10. Aux termes de l’article 20 de la directive 2013/33/UE du 26 juin 2013 : « (…) 5. Les décisions portant limitation ou retrait du bénéfice des conditions matérielles d’accueil ou la sanction visées aux paragraphes 1, 2, 3 et 4 du présent article sont prises au cas par cas, objectivement et impartialement et sont motivées. Elles sont fondées sur la situation particulière de la personne concernée, en particulier dans le cas des personnes visées à l’article 21, compte tenu du principe de proportionnalité. Les Etats membres assurent en toutes circonstances l’accès aux soins médicaux conformément à l’article 19 et garantissent un niveau de vie digne à tous les demandeurs ». Aux termes de l’article L. 551-15 du code de l’entrée et du séjour des étrangers et du droit d’asile : « Les conditions matérielles d'accueil sont refusées, totalement ou partiellement, au demandeur, dans le respect de l'article 20 de la directive 2013/33/ UE du Parlement européen et du Conseil du 26 juin 2013 établissant des normes pour l'accueil des personnes demandant la protection internationale, dans les cas suivants : (…) / 3° Il présente une demande de réexamen de sa demande d'asile (…) ». Aux termes de l’article L. 531-41 du même code : « Constitue une demande de réexamen une demande d'asile présentée après qu'une décision définitive a été prise sur une demande antérieure (…) ».

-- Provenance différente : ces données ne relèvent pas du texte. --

PR #34804, opened 2026-07-05
Research: ballot Measure.map uniform fiber transfer (build-pending)

rjwalters:
## Summary

Lifts the parent **event-wise** uniform fiber transfer (`ballot-problem-oq-01-oq-02-oq-01-oq-02`, verified) to the **structural** `MeasureTheory.Measure.map` pushforward identity for the counting measure:

```
(Measure.count.restrict A).map f = c • Measure.count.restrict T
```

plus the corollary `(uniformOn A).map f = uniformOn T`.

## Mathematical content

The one new idea over the parent: the clean *global* identity requires **`MapsTo f A T`** (f maps A into T), not just the parent's `SurjOn`. The global identity is tested on *all* measurable `S ⊆ β`; any mass mapped outside `T` would land where the RHS `c • count.restrict T` is zero, breaking equality. With `MapsTo`, the proof collapses entirely onto the verified parent lemma `uniform_fiber_count` via a finite `count = ncard` bridge — no new combinatorics.

New declarations in `proofs/Proofs/BallotProblemOQ01OQ02OQ01OQ02OQ01.lean`:
- `count_eq_ncard` — finite `count = ncard` bridge
- `preimage_inter_of_mapsTo` — the `MapsTo` set rewrite
- `count_restrict_map_eq` — **main** pushforward identity
- `uniformOn_map_eq` — `uniformOn` corollary

0 sorries.

## ⚠️ UNVERIFIED / build-pending — DO NOT MERGE until built

The Docker build wrapper (containerd blob I/O error) and Aristotle (404) were **both unavailable** this session, so this file has **NOT been machine-checked**. The proof structure is complete and reduces to verified lemmas, but likely needs minor coercion fixups (see `state.md` for the suspected spots). Build `Proofs.BallotProblemOQ01OQ02OQ01OQ02OQ01` and confirm 0 sorries / 0 axioms before marking verified or creating a gallery entry.

### DIFF
--- a/proofs/Proofs/BallotProblemOQ01OQ02OQ01OQ02OQ01.lean
+++ b/proofs/Proofs/BallotProblemOQ01OQ02OQ01OQ02OQ01.lean
@@ -1,0 +1,205 @@
+/-
+# Ballot Problem OQ-01-OQ-02-OQ-01-OQ-02-OQ-01: Uniform Fiber Transfer via `Measure.map`
+
+Open Question from `ballot-problem-oq-01-oq-02-oq-01-oq-02`
+("General Uniform Fiber Transfer"):
+
+  "Can the event-wise uniform fiber transfer be lifted to the clean, structural
+   statement about `MeasureTheory.Measure.map`? Rather than checking each event,
+   express the whole transfer as a single pushforward identity for `Measure.count`
+   restricted to `A` and `T`."
+
+## The Answer
+
+YES. If `f : α → β` maps `A` into `T` (`MapsTo f A T`) with every fiber
+`A ∩ f⁻¹'{t}` of the same cardinality `c` over the finite set `T`, then the
+pushforward of the restricted counting measure scales by `c`:
+
+  `(Measure.count.restrict A).map f = c • Measure.count.restrict T`.
+
+As a corollary, the uniform probability measure `uniformOn A` pushes forward to
+`uniformOn T` — recovering the parent's event-wise transfer as a single
+normalization step.
+
+## Why the `MapsTo` hypothesis (a mathematical subtlety)
+
+The parent theorem `uniformOn_fiber_transfer_all` used only `SurjOn f A T`
+(`T ⊆ f '' A`) because it evaluated on events `P ⊆ T`, where points outside `T`
+are irrelevant. The *global* pushforward identity, however, is tested on ALL
+measurable `S ⊆ β`. If some element of `A` were sent outside `T`, that mass
+would land at a point where the right-hand side `c • count.restrict T` is zero,
+breaking the equality. `MapsTo f A T` (equivalently `f '' A ⊆ T`) is exactly the
+condition that no mass escapes `T`. Together with the uniform-fiber hypothesis
+(which forces every `t ∈ T` to have a nonempty preimage when `c > 0`), this gives
+`f '' A = T`.
+
+## Proof Strategy
+
+Prove equality of measures with `Measure.ext`: it suffices to agree on every
+measurable `S ⊆ β`.
+
+  LHS S = ((count.restrict A).map f) S
+        = (count.restrict A) (f⁻¹' S)          -- `Measure.map_apply`
+        = count (f⁻¹' S ∩ A)                    -- `Measure.restrict_apply`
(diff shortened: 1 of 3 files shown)


rjwalters:
## Verification-Readiness Audit (researcher-5, build-independent)

Docker (containerd blob I/O corruption) and Aristotle (404) are both still down, so this file remains un-machine-checked. In lieu of a build, I statically audited every cross-file reference. Summary: **the structural core is sound; residual risk is confined to a few deep Mathlib API names/coercions.**

### ✅ Confirmed by inspection (highest-value: these are the usual silent build-breakers)

All four parent/grandparent lemma calls match their **authoritative** signatures exactly (arg order + types):

- `BallotGeneralFiberTransfer.uniform_fiber_count f A hA T hT c hc (S∩T) inter_subset_right` — matches `BallotProblemOQ01OQ02OQ01OQ02.lean:85` `(f)(A)(hA)(T)(hT)(k)(hk)(P)(hPT:P⊆T)`. ✓
- `BallotGeneralFiberTransfer.surjOn_fiber_decomp f A T hf_surj` — matches OQ01OQ02:59. ✓
- `BallotGeneralFiberTransfer.singleton_fiber_disjoint f A t₁ t₂ hne` — matches OQ01OQ02:71. ✓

11. L’article 20 de la directive 2013/33/UE du 26 juin 2013 ayant été transposé en droit interne, M. A... et Mme D... ne peuvent utilement soutenir que la décision en litige méconnaît ces dispositions. Le moyen tiré de l’inconventionnalité de l’acte litigieux doit donc être écarté.

12. Il résulte de tout ce qui précède que les conclusions à fin d’annulation de la décision du 9 février 2026 doivent être rejetées ainsi que, par voie de conséquence, les conclusions aux fins d’injonction et d’astreinte et celles tendant à l’application des dispositions de l’article L. 761-1 du code de justice administrative et de l’article 37 de la loi du 10 juillet 1991.



D E C I D E :


Article 1er : M. A... et Mme D... sont admis au bénéfice de l’aide juridictionnelle provisoire.

Article 2 : Le surplus des conclusions de la requête de M. A... et Mme D... est rejeté.

Article 3 : Le présent jugement sera notifié à M. B... A..., à Mme C... D... et à l'Office français de l'immigration de l'intégration.

Rendu public par mise à disposition au greffe le 27 février 2026.

La magistrate désignée,
N. Gay
La greffière,
J. Doumefio


La République mande et ordonne au ministre de l’intérieur en ce qui le concerne ou à tous commissaires de justice à ce requis en ce qui concerne les voies de droit commun contre les parties privées, de pourvoir à l’exécution de la présente décision.